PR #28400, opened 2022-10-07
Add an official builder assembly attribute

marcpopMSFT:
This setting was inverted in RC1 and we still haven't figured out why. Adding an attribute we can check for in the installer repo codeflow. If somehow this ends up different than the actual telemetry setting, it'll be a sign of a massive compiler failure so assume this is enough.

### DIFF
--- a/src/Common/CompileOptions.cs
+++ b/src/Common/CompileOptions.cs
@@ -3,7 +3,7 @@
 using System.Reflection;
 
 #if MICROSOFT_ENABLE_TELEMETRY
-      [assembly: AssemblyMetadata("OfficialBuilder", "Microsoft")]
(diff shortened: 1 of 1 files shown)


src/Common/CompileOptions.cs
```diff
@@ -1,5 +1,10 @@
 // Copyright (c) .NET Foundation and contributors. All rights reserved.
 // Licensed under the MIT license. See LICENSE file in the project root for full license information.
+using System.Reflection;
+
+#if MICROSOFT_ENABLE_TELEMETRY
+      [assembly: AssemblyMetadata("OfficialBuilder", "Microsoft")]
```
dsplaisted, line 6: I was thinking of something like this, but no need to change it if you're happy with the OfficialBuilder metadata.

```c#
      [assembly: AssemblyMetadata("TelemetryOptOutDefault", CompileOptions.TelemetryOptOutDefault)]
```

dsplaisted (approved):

□ □ □ □ □ □ □

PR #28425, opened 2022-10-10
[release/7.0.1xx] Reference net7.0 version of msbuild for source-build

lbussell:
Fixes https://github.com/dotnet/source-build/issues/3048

□ □ □ □ □ □ □

Aim of the task
Take every line above carrying "assembly" and return it.

Written solution
Add an official builder assembly attribute
-      [assembly: AssemblyMetadata("OfficialBuilder", "Microsoft")]
+      [assembly: AssemblyMetadata("OfficialBuilder", "Microsoft")]
      [assembly: AssemblyMetadata("TelemetryOptOutDefault", CompileOptions.TelemetryOptOutDefault)]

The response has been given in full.